In 1919, he was selected as the representative of the Korean National Assembly in Vladivostok and came to Shanghai to negotiate with the Provisional Government of the Republic of Korea.
He participated in the independence movement

In 1925, the Soviet Union sent Foreign Minister Lev. M. Karakhan to Japan's foreign minister, Bang Taek-kyum-gil, and signed a secret agreement with Japan to oust and arrest Korean nationalists, including Kim Kyu-sik and Cho Wan-koo, who were not moving as ordered by the Soviet Communist Party. Won Sei-hoon was also forced out of the Soviet Union at that time.
Won Sehun was State Councilor of the Provisional Government.

On October 23, 1945, he expressed his support for Syngman Rhee at the National Council for the Promotion of Independence.
He became a member of the Anti-trust National Mobilization Committee, which was formed on December 30, after Kim Ku protested the Moscow Conference (1945) and pushed for a strong anti-trustee campaign.
He was visited by Kim Yeon-soo, a businessman, in late 1945. While temporarily staying at the home of Na Yong-kyun, secretary-general of the Korea Democratic Party, Won asked him to take over the Kyungbang for a while, but Won did not receive the political funds he gave him. It is said that it was because of the time of Japanese militarism.

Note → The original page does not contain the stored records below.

PR #1925, opened 2018-05-17
Clean up attach API code

pdbain-ibm:
Fix visibility of methods to avoid synthetic methods.  Remove autoboxing. Add
try-with-resources to close files.  Add javadoc for public classes and methods.
Remove spurious object creation.  Remove all warning suppression.

### DIFF
--- a/jcl/src/jdk.attach/share/classes/com/ibm/tools/attach/attacher/OpenJ9VirtualMachine.java
+++ b/jcl/src/jdk.attach/share/classes/com/ibm/tools/attach/attacher/OpenJ9VirtualMachine.java
@@ -2,7 +2,7 @@
 package com.ibm.tools.attach.attacher;
 
 /*******************************************************************************
- * Copyright (c) 2009, 2017 IBM Corp. and others
+ * Copyright (c) 2009, 2018 IBM Corp. and others
  *
  * This program and the accompanying materials are made available under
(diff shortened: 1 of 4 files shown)


jcl/src/jdk.attach/share/classes/com/ibm/tools/attach/attacher/OpenJ9VirtualMachine.java
```diff
@@ -353,15 +350,13 @@ private static boolean parseResponse(String response) throws IOException,
...
-	@SuppressWarnings("boxing")
 	private static Integer getStatusValue(String response) {
 		Pattern rvPattern = Pattern.compile("(-?\\d+)\\s*$");  //$NON-NLS-1$
 		Matcher rvMatcher = rvPattern.matcher(response);
 		if (rvMatcher.find()) {
 			String status = rvMatcher.group(1);
 			try {
-				int statusValue = Integer.parseInt(status);
-				return statusValue;
+				return Integer.valueOf(Integer.parseInt(status));
```
pshipton: You can use Integer.getInteger(String)

pdbain-ibm: Right! Thanks.  Fixed.

pshipton:
jenkins test all plinux jdk8,jdk10

PR #1927, opened 2018-05-17
Enable native jvmtitests

### LINKED ISSUE #1918: Enable native tests jvmtitest
#1901 Move jvmtitests native code to runtime/tests to build automatically

As native code is built jvmtitest can be enabled. Some other native tests can also be enabled.

sophia-guo:
[ci skip]

close #1918 


llxia:

llxia:
failure is due to https://github.com/eclipse/openj9/issues/1787
relaunch PR build

llxia:

test/functional/cmdLineTests/jvmtitests/build.xml
```diff
@@ -63,19 +64,27 @@
...
 					<else>
-						<property name="addExports" value="--add-exports java.base/jdk.internal.module=ALL-UNNAMED --add-exports java.base/com.ibm.tools.attach.target=ALL-UNNAMED --add-exports java.base/com.ibm.tools.attach=ALL-UNNAMED" />
+						<javac srcdir="${src}" destdir="${build}" debug="true" fork="true" executable="${compiler.javac}" includeAntRuntime="false" encoding="ISO-8859-1">
+							<src path="${src}"/>
+							<src path="${src_current}"/>
+							<compilerarg line="--add-exports java.base/jdk.internal.module=ALL-UNNAMED --add-exports java.base/com.ibm.tools.attach.target=ALL-UNNAMED --add-exports java.base/com.ibm.tools.attach=ALL-UNNAMED" />
+							<classpath>
+								<pathelement location="${asm.jar}" />
+							</classpath>
+						</javac>
```
llxia: Is it possible to use variable to reduce code duplication?

sophia-guo: Yes,  I can add variable  'addExports' and update as <compilerarg line='${addExports}' />. Though it will not reduce  duplicate lines as those are  attributes of javac task.

sophia-guo:
I could do like following, but I don't see much difference.
```				<property name="addExports" value="--add-exports java.base/jdk.internal.module=ALL-UNNAMED --add-exports java.base/com.ibm.tools.attach.target=ALL-UNNAMED --add-exports java.base/com.ibm.tools.attach=ALL-UNNAMED" />
				<if>
					<equals arg1="${JCL_VERSION}" arg2="latest"/>
					<then>
						<property name="extraSrc" value="${src_latest}" />
						<property name="excludeFile" value="**/modularityTests/**" />
					</then>
					<else>
						<property name="extraSrc" value="${src_current}" />
						<property name="excludeFile" value="" />
					</else>
				</if>
				<javac srcdir="${src}" destdir="${build}" debug="true" fork="true" executable="${compiler.javac}" includeAntRuntime="false" encoding="ISO-8859-1">
					<src path="${src}"/>
					<src path="${extraSrc}"/>
					<exclude name="${excludeFile}" />
					<compilerarg line="${addExports}" />
					<classpath>
						<pathelement location="${asm.jar}" />
					</classpath>
				</javac>
```

llxia:
The point to reduce code duplication is to make code easy to maintain. For example, if we need to change the value for `add-exports` or add classpath, we do not need to change two places.

sophia-guo:
yes, understood. According to our status, if 'addExports' need to change most of time are it's different for latest and current, which means we do need two copies.

llxia:
`addExports` value is the same for latest and current right now. We can deal with it if it changes in the future.

sophia-guo:
updated.

llxia:

Issue #1764, opened 2018-04-25
Missed check for GS support in Port Library for zLinux


dmitripivkine:
We might miss check for availability of Guarded Storage support in Port Library for zLinux. This might be a reason for crash if OS does not support GS. Could we double check?

@ebadyano @fjeremic Is it a real issue? Should it be addressed before we release CS for zLinux?

dmitripivkine:
@joransiu FYI

fjeremic:
> Is it a real issue?

It does certainly seem to be an issue. I cannot locate the code which checks the `auxv` bits on Linux on z. I was certain we had this, but all I can find so far is the z/OS CVT bit checking.

joransiu:
> It does certainly seem to be an issue. I cannot locate the code which checks the auxv bits on Linux on z. I was certain we had this, but all I can find so far is the z/OS CVT bit checking.

Yeah, I'm utterly confused here too.  Other features like Vector Facility would have OS dependencies as well, and I did not find queries for auxv and/or cpu features in `/proc/cpuinfo`.

fjeremic:
It seems we do check `/proc/cpuinfo` for the vector support from here:

https://github.com/eclipse/openj9/blob/78560086e6911b7d0998aeb8118018a8afc22772/runtime/compiler/trj9/z/env/J9CPU.cpp#L401-L406

which calls:

https://github.com/eclipse/openj9/blob/78560086e6911b7d0998aeb8118018a8afc22772/runtime/compiler/trj9/z/env/J9CPU.cpp#L401-L406

We don't seem to have anything like this for Guarded Storage. In fact we probably shouldn't. We need to eliminate this kind of dodgy string checking code and just rely on the result of `auxv`, probably even before we check STFLE bits.

SueChaplain:
Do we need to add anything to the 0.9.0 release notes for this please? What is the status w.r.t support on RHEL7.5 and Ubuntu 18.04.

ebadyano:
https://www-03preprod.ibm.com/support/knowledgecenter/SSYKE2_8.0.0_test/com.ibm.java.vm.80.doc/docs/xgc.html RHEL 7.5 supports Guarded Storage, not sure about Ubuntu @joransiu Joran, do you know if it's supported on Ubuntu?

If -Xgc:concurrentScavenge is used on hardware that supports guarded storage with OS that doesn't, the symptom will be **stderr Fatal error: Failed to initialize thread; please disable Concurrent Scavenge.**

[...]

PR #1929, opened 2018-05-17
Adding missed OS check for GS support in Port Library for zLinux

ebadyano:
Use aux vector to check Guarded Storage support for Linux OS on s390
hardware.

Fixes: #1764

Signed-off-by: Evgenia Badyanova <evgeniab@ca.ibm.com>

### DIFF
--- a/runtime/oti/j9port.h
+++ b/runtime/oti/j9port.h
@@ -1,5 +1,5 @@
 /*******************************************************************************
- * Copyright (c) 1991, 2017 IBM Corp. and others
+ * Copyright (c) 1991, 2018 IBM Corp. and others
  *
  * This program and the accompanying materials are made available under
  * the terms of the Eclipse Public License 2.0 which accompanies this
@@ -507,6 +507,11 @@ typedef struct J9ProcessorDesc {
 
 /* STFLE bit 57 - Message-security-assist-extension-5 facility */
 #define J9PORT_S390_FEATURE_MSA_EXTENSION_5 57
+
+/* zLinux features
+ * Auxiliary Vector Hardware Capability (AT_HWCAP) features for Linux on z.
+ */
+#define J9PORT_HWCAP_S390_GS 0x4000
 
 /* x86 features
  * INTEL INSTRUCTION SET REFERENCE, A-M
--- a/runtime/port/unix/j9sysinfo.c
+++ b/runtime/port/unix/j9sysinfo.c
@@ -66,10 +66,10 @@
 #include "j9csrsi.h"
 #endif /* defined(J9ZOS390) */
 
-#if defined(LINUXPPC)
+#if (defined(LINUXPPC) || (defined(S390) && defined(LINUX)))
 #include "auxv.h"
 #include <strings.h>
-#endif /* defined(LINUXPPC) */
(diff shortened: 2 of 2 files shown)


ebadyano:
@fjeremic I couldn't find Daniel Hong to add him here..

ebadyano:
Personal build link: http://vmfarm.ottawa.ibm.com/build_info.php?build_id=386810

ebadyano:
depends on https://github.com/eclipse/omr/pull/2556

ebadyano:
fix for: https://github.com/eclipse/openj9/issues/1764

runtime/oti/j9port.h
```diff
@@ -508,6 +508,11 @@ typedef struct J9ProcessorDesc {
 /* STFLE bit 57 - Message-security-assist-extension-5 facility */
 #define J9PORT_S390_FEATURE_MSA_EXTENSION_5 57
 
+/* zLinux features
+ * Auxiliary Vector Hardware Capability (AT_HWCAP) features for zLinux.
+ */
+#define J9PORT_HWCAP_S390_GS 16384
```
fjeremic: Could we use a hex 0x4000 for this value instead? It is a lot more clear IMO. Also "zLinux" is a deprecated term. We should try to use "Linux on Z" instead.

runtime/port/unix/j9sysinfo.c
```diff
@@ -66,10 +66,10 @@
 #include "j9csrsi.h"
 #endif /* defined(J9ZOS390) */
 
-#if defined(LINUXPPC)
+#if (defined(LINUXPPC) || (defined(S390) && !defined(J9ZOS390)))
```
fjeremic: Are we able to turn this negative statement into a positive one using `defined(LINUX)`? i.e.

```
if (defined(LINUXPPC) || (defined(S390) && defined(LINUX)))
```

dmitripivkine: what do we have set for ZTPF? It is "LINUX" for sure... Does it have "S390" set as well?

fjeremic: @pelemie could you confirm what we have to ZTPF?

ebadyano: how would auxv work on ZTPF? Could it be the right thing to do to run auxv the check?

ebadyano: I changed it to if (defined(LINUXPPC) || (defined(S390) && defined(LINUX))). If it is true for ZTPF would that be an issue or something we actually want to be true for ZTPF?

runtime/oti/j9port.h
ebadyano: fixed the comment and changed the value to hex.

runtime/port/unix/j9sysinfo.c
fjeremic: > I changed it to if (defined(LINUXPPC) || (defined(S390) && defined(LINUX))). If it is true for ZTPF would that be an issue or something we actually want to be true for ZTPF?

I'm not really sure. ZTPF is not a supported platform in OpenJ9 so there is no way for us to test either way. I think what you have is fine.

fjeremic:
Jenkins test sanity zlinux

Issue #1931, opened 2018-05-17
Duplication in String.java for different Java versions


fjeremic:
As pointed out by @keithc-ca in https://github.com/eclipse/openj9/pull/1786#issuecomment-389915950 once #1786 gets merged there will be quite a bit of duplication in String.java for Java 8 and other Java versions. We effectively split the file into two with the preprocessor macros.

Are there any alternatives to doing this? Would it be more clean to partition these ifdefs into separate files? How would this work? Would this be more intuitive than what we have today?

Any suggestions or comments are welcome!

keithc-ca:
I don't think there's a _best_ answer, but I think we can improve the situation considerably by organizing String.java like this:
```
public final class String ... {
    // common features
/*[IF Sidecar19-SE]*/
    // Java 9+ implementations
/*[ELSE]*/
    // Java 8 implementations
/*[ENDIF]*/
}
```
There will still be a lot of duplication (e.g. javadoc for API with more than one implementation), but I think it's a step in the right direction. We can make further improvements later if warranted.

PR #1936, opened 2018-05-17
Throw IAE when last char in replacement string is '$' or '\'

JasonFengJ9:
Throw `IAE` when last char in replacement string is `$` or `\`

The last character of `String substitute` in `j.l.String.replaceAll(regex, substitute)` can't be `$` which is treated as references to captured subsequences, or `\` which is used to escape literal characters.
`$` requires a group index to follow, and `\` requires a character to be escaped.
Added test to verify this behaviour.

Reviewer: @pshipton 
FYI: @DanHeidinga 

### DIFF
--- a/jcl/src/java.base/share/classes/java/lang/String.java
+++ b/jcl/src/java.base/share/classes/java/lang/String.java
@@ -1,5 +1,4 @@
-/*[INCLUDE-IF Sidecar16]*/
-
+/*[INCLUDE-IF Sidecar18-SE]*/
 package java.lang;
 
 /*******************************************************************************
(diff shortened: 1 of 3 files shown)


pshipton:
I think the tests should be in java.lang.String and not java.lang.Class

JasonFengJ9:
Moved the tests to `Test_String` (somehow that `Test_Class` stuck in mind), thanks for catching that.
Rebased and made change to both `j.l.String.replaceAll()`.

jcl/src/java.base/share/classes/java/lang/String.java
```diff
@@ -7301,6 +7318,21 @@ public boolean matches(String expr) {
 		return Pattern.matches(expr, this);
 	}
 
+	/*
```
pshipton: I think we can have one copy of common code, i.e. #1931. Please move the helper so its shared between both versions.

JasonFengJ9: Shared the helper method with minimum modification to existing duplication. 
Will open separated PR to move other shared field/methods.
Please review.

pshipton:
jenkins test sanity xlinux jdk8,jdk10

PR #1939, opened 2018-05-18
Pass through tool selections to OMR

keithc-ca:
* respect tool choices made at configuration time.
* fix Linux 390 default for CXX


DanHeidinga:

DanHeidinga:

DanHeidinga:

pshipton:
Was asking Keith why we set a default for CXX and not CC and now I believe he's going to make additional changes.

keithc-ca:
Updated to supply a default for CC (gcc) and use g++ as the default for CXX.
For the xlc toolchain on Power, don't assume that CC is a C++ compiler.

DanHeidinga:
@pshipton I'm still OK with this change.  Do you any further comments?

pshipton:
lgtm

jenkins compile xlinux,plinux,zlinux jdk8

pshipton:
PR tested passed, but got an error afterward, which I assume is related to eclipse ci being down.

PR #1942, opened 2018-05-18
Add support for JNI_VERSION_10

theresa-m:

@pshipton


runtime/vm/jnimisc.cpp
```diff
@@ -411,7 +411,9 @@ getVersion(JNIEnv *env)
 	J9VMThread *currentThread = (J9VMThread*)env;
 	J9JavaVM *vm = currentThread->javaVM;
 
-	if (J2SE_VERSION(vm) >= J2SE_19) {
+	if (J2SE_VERSION(vm) >= J2SE_V10) {
+		return JNI_VERSION_10;
+	} else if (J2SE_VERSION(vm) >= J2SE_19) {
```
DanHeidinga: Should this be == now that there's a new constant for 10?

theresa-m: the result should be the same. I will add the == in.

theresa-m: > The only concern I have is that the code allows using newer JNI constants with older vms.
@DanHeidinga do you mean for versions below 1.8?

DanHeidinga:
> > The only concern I have is that the code allows using newer JNI constants with older vms.

The existing supported / valid version checks allow JDK 8 to use `JNI_VERSION_9`.  This change extends that to `JNI_VERSION_10` as well.  

Not something that needs to be addressed in this PR but its a possible future cleanup task

DanHeidinga:
Jenkins test sanity plinux jdk10

pshipton:
>  its a possible future cleanup task

Agreed. I don't think its that easy to fix entirely because not all the code doing the checking knows which version is running. Although I think a subset of the cases could be fixed if we used BFUjavaVM in JVM_IsSupportedJNIVersion()

pshipton:
The best place to fix is jniVersionIsValid(), and most places have a J9JavaVM that could be passed along. Its problematic for the initial call in J9_CreateJavaVM(), but we could allow all versions from there.

Created #1944 for follow up.

PR #2512, opened 2018-07-31
Limiting Trace Logging by P Codegen

AlenBadel:
Unnecessary output is produced unconditionally during tracing which clogs trace-files. This is an issue specially when profiling for performance.

I've limited some functions in the power codegen to only write to the log if the user is tracing the codegen specifically.

Signed-off-by: Alen Badel <Alen.Badel@ibm.com>


gita-omr:
Just wanted to clarify how it's related to performance. When profiling some benchmarks we sometimes want to generate some JIT tracing for all compiled methods, to aid performance analysis. The extraneous output makes the trace files unmanageable.

PR #2515, opened 2018-07-31
Optimize j/l/Class.isAssignableFrom on X86

0dvictor:
Hook java/lang/Class.isAssignableFrom to existing framework for instanceof/checkcast,
so that certain cases can be further optimized.

### DIFF
--- a/runtime/compiler/x/codegen/J9TreeEvaluator.cpp
+++ b/runtime/compiler/x/codegen/J9TreeEvaluator.cpp
@@ -4504,9 +4504,24 @@ TR::Register *J9::X86::TreeEvaluator::longBitCount(TR::Node *node, TR::CodeGener
 // ----------------------------------------------------------------------------
 inline void generateLoadJ9Class(TR::Node* node, TR::Register* j9class, TR::Register* object, TR::CodeGenerator* cg)
    {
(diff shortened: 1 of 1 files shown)


runtime/compiler/x/codegen/J9TreeEvaluator.cpp
```diff
@@ -4504,9 +4504,25 @@ TR::Register *J9::X86::TreeEvaluator::longBitCount(TR::Node *node, TR::CodeGener
...
+   bool needsNULLCHK = false;
+   switch (node->getOpCodeValue())
+      {
+      case TR::checkcast:
+         break;
+      case TR::checkcastAndNULLCHK:
+         needsNULLCHK = true;
+         break;
+      case TR::instanceof:
+         break;
```
cathyzhyi: nitpicking. Can we group `TR::instanceof` with `TR::checkcast` since they do the same thing?

0dvictor: Sure, updated.

cathyzhyi:
LGTM

fjeremic:
Jenkins test sanity xlinux

0dvictor:
JDK11 failure due to #2536.

PR #2524, opened 2018-07-31
Print error reason when AOT load fails

0dvictor:
Error message now includes prepareRelocateAOTCodeAndData() return code and its meaning.

### DIFF
--- a/runtime/compiler/control/CompilationThread.cpp
+++ b/runtime/compiler/control/CompilationThread.cpp
@@ -9273,7 +9273,11 @@ TR::CompilationInfo::compilationEnd(J9VMThread * vmThread, TR::IlGeneratorMethod
 
                         if (TR::Options::isAnyVerboseOptionSet(TR_VerboseCompileEnd, TR_VerbosePerformance, TR_VerboseCompFailure))
                            {
-                           TR_VerboseLog::writeLineLocked(TR_Vlog_FAILURE,"Failure while relocating for %s", comp->signature());
+                           TR_VerboseLog::writeLineLocked(TR_Vlog_FAILURE,
+                                                          "Failure while relocating for %s, return code = %d [%s]\n",
+                                                          comp->signature(),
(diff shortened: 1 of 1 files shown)


0dvictor:
@mpirvu do you mind review this change?

runtime/compiler/control/CompilationThread.cpp
```diff
@@ -9273,7 +9273,7 @@ TR::CompilationInfo::compilationEnd(J9VMThread * vmThread, TR::IlGeneratorMethod
 
                         if (TR::Options::isAnyVerboseOptionSet(TR_VerboseCompileEnd, TR_VerbosePerformance, TR_VerboseCompFailure))
                            {
-                           TR_VerboseLog::writeLineLocked(TR_Vlog_FAILURE,"Failure while relocating for %s", comp->signature());
+                           TR_VerboseLog::writeLineLocked(TR_Vlog_FAILURE,"Failure while relocating for %s, return code = %d [%s]\n", comp->signature(), returnCode, compilationErrorNames[returnCode]);
```
dsouzai: This will crash when you have an AOT load that failed to relocate a Debug Counter. That's my fault though; `TR_RelocationRecordDebugCounter::applyRelocation` returns -1, when it should've returned `compilationFailure`. Do you mind changing it so that it doesn't return -1 anymore?

0dvictor: Good point; but IMO changing the return code of `TR_RelocationRecordDebugCounter::applyRelocation` is out of the scope that this PR tries to achieve. I've made update so that it won't crash even if the return code isn't any of the defined one.

mpirvu:
jenkins test all

fjeremic:
JDK11 failures due to #2536.

mpirvu:
Only JDK11 and Windows tests fail for reasons that are not associated with this PR, thus merging.

PR #2530, opened 2018-08-01
WIP: Incorporate Intel Transactional Memory (TSX) into OpenJ9 Locking

doubletea:
Transactional Lock Elision

Currently, the J9JIT (with TLE enabled) transforms monenters/monexits
of synchronized blocks to execute transactionally, if analyisis of
the block passes certain conditions.

The issue arises when some synchronized blocks are transformed to
use TLE, while others are not, AND they are synchronized on the same
lock object.

A thread cannot commit a transaction if the lock is also synchronized
by another thread by non-TLE locking. This creates excessive aborts.

This patch is a work-in-progress implementation of Restricted
Transactional Memory (RTM) as applied to OpenJ9 locks and is intended
to replace the TLE implementation in J9JIT. This approach avoids the
aformentioned problems by eliding locks at the lock object level as
opposed to the lock sites.

This patch depends on patch https://github.com/eclipse/omr/pull/2818

See https://github.com/eclipse/openj9/issues/2484

[skip ci]

Signed-off-by: John Xu <xujohn@ca.ibm.com>

### DIFF
--- a/runtime/vm/BytecodeInterpreter.hpp
+++ b/runtime/vm/BytecodeInterpreter.hpp
@@ -1085,7 +1085,7 @@ obj:;
 	enterObjectMonitor(REGISTER_ARGS_LIST, j9object_t obj)
 	{
 		IDATA rc = (IDATA)obj;
-		if (!VM_ObjectMonitor::inlineFastObjectMonitorEnter(_currentThread, obj)) {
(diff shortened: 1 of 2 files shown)


doubletea:
@0xdaryl This PR will be closed and is serving as documentation to issue eclipse/openj9#2484 for further work. The branch will be kept on my side indefinitely.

On February 14, 1946, he was elected one of the 28 supreme political members of the Emergency National Congress.
He was a member of the South Korean Transitional Legislation Committee.
On August 20, 1949, he was elected to the Standing Committee of the National Council for the Strengthening of the People's Republic of Korea.
He ran for the second National Assembly in 1950 and was elected.
He was kidnapped to North Korea during the Korean War and served as a standing member and executive member of the Council for the Promotion of Peaceful Reunification of North Korea, but was purged in 1959 for international espionage and died on December 25 of the same year.